[Stored items]
-------

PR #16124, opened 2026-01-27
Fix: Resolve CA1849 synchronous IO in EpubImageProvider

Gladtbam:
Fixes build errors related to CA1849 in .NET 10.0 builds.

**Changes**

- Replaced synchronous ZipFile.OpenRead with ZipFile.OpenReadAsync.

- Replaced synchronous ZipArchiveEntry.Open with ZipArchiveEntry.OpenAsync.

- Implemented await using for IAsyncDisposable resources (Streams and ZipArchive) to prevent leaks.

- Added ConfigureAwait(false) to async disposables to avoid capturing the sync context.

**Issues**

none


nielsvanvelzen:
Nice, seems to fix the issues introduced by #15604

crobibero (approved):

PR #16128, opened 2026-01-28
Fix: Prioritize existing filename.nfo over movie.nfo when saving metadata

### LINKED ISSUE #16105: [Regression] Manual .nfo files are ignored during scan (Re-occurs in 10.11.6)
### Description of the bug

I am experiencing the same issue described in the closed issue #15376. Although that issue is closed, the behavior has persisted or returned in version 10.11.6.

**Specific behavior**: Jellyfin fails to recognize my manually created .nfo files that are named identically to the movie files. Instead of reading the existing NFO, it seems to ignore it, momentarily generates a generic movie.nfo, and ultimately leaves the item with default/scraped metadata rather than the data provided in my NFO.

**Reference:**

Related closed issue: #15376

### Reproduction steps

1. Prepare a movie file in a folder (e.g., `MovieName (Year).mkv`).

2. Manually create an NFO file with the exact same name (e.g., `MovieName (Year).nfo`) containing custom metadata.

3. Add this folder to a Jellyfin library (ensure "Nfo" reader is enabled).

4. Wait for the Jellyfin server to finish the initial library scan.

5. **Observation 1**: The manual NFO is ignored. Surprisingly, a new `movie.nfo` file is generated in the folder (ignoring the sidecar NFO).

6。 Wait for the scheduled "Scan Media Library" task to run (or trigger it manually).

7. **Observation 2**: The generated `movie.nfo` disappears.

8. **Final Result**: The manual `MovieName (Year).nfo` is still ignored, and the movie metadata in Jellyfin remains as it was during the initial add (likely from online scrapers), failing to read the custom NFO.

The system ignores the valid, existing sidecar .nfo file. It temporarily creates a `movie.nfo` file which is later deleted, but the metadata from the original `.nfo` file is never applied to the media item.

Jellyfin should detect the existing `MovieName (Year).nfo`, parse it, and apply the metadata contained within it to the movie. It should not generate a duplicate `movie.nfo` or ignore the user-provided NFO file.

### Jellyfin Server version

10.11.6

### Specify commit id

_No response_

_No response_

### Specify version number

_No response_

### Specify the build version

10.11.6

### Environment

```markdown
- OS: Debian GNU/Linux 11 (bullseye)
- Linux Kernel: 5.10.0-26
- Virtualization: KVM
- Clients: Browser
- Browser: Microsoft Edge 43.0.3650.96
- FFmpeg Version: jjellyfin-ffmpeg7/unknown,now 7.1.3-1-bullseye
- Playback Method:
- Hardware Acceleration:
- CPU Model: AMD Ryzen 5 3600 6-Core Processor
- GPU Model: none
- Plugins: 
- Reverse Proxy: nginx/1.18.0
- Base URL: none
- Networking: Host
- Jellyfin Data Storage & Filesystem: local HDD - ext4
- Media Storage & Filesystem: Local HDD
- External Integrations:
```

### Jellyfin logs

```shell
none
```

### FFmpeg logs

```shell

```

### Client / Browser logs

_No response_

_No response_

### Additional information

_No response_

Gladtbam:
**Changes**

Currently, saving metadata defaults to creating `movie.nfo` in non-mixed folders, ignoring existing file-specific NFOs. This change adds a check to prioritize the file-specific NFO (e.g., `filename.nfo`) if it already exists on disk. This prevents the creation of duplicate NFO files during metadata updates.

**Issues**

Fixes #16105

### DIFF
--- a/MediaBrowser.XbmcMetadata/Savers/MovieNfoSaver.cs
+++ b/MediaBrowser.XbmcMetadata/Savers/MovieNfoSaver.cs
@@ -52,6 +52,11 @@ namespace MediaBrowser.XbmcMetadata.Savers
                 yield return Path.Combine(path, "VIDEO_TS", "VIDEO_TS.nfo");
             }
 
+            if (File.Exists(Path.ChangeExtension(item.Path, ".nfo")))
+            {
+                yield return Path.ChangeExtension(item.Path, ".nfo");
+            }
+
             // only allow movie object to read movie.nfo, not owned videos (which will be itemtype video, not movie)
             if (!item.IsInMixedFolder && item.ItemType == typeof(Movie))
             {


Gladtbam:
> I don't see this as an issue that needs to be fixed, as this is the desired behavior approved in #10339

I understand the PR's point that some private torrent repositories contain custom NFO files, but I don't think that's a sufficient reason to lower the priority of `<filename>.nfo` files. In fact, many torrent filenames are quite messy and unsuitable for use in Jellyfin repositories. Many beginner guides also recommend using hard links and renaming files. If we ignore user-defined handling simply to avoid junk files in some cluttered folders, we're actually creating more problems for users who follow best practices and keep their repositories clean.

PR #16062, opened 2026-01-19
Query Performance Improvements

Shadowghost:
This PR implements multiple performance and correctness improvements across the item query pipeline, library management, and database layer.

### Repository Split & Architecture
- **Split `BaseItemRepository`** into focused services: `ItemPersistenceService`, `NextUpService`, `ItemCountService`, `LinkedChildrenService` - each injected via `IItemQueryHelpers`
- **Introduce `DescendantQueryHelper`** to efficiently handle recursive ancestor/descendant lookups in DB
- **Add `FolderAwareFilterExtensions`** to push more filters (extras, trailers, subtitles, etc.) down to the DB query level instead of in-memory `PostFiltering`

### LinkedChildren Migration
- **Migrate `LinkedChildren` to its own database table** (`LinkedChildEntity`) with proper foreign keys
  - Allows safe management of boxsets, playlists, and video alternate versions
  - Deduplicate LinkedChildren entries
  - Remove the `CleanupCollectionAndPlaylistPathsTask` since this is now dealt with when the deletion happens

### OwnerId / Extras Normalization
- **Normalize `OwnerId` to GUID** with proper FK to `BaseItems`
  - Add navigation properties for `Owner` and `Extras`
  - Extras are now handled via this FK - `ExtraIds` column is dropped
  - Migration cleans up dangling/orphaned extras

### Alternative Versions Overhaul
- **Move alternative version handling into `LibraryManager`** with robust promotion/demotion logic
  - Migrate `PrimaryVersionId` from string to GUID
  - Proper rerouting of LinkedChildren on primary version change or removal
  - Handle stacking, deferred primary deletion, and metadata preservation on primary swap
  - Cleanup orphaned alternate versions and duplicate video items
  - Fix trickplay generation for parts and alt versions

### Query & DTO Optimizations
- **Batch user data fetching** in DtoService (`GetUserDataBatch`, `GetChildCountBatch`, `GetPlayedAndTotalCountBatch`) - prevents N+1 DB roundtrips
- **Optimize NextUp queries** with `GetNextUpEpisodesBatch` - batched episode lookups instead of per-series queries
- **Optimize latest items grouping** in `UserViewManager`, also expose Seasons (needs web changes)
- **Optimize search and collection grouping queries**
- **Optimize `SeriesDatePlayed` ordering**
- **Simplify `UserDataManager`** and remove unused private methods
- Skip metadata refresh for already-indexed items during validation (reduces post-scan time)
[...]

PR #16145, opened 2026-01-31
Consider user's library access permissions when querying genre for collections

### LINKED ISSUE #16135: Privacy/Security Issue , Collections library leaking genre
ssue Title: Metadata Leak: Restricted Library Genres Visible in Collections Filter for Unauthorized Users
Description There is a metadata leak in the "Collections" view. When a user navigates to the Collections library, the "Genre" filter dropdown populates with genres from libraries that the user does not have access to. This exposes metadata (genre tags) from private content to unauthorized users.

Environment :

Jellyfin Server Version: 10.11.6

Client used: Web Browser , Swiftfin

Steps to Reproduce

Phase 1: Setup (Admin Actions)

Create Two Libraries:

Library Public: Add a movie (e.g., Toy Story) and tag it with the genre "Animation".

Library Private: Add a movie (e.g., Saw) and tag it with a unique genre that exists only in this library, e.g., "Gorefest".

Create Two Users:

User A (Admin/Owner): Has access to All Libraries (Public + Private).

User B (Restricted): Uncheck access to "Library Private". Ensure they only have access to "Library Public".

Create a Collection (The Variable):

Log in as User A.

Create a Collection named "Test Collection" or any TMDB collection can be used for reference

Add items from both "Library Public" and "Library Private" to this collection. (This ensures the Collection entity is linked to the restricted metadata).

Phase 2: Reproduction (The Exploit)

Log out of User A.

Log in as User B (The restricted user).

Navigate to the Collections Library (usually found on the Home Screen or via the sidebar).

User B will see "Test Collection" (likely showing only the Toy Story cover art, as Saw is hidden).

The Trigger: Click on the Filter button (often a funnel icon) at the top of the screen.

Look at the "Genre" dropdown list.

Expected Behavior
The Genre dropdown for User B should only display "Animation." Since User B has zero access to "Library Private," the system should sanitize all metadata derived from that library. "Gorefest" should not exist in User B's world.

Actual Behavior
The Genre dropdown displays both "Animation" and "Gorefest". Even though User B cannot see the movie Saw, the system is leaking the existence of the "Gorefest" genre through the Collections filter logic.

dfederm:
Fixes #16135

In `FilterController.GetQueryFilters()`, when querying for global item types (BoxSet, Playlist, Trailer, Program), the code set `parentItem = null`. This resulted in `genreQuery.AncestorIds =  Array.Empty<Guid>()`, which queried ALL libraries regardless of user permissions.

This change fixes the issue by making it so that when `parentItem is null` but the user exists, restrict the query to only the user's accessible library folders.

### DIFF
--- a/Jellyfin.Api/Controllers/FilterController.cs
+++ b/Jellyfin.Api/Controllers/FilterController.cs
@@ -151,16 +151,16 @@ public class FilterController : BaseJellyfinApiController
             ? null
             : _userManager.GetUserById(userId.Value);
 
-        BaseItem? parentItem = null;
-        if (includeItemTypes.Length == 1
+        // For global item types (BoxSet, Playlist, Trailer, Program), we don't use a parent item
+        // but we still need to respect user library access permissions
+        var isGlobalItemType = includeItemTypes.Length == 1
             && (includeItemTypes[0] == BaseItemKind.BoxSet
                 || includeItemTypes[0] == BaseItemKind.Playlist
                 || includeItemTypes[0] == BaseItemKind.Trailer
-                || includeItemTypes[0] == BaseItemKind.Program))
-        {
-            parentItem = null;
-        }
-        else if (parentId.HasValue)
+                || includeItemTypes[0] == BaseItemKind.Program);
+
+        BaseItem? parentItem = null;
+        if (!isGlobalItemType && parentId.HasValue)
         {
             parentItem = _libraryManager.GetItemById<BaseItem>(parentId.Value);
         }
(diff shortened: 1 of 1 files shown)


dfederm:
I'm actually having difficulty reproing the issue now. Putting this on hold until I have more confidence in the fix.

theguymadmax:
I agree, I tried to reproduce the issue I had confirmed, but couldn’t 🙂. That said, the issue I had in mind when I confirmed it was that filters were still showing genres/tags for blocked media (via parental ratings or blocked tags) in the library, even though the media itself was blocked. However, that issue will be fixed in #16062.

-------

**What is expected:** Report the number of lines, in the entries above, that contain the word "parentId", without any other text.

**Solution:** 3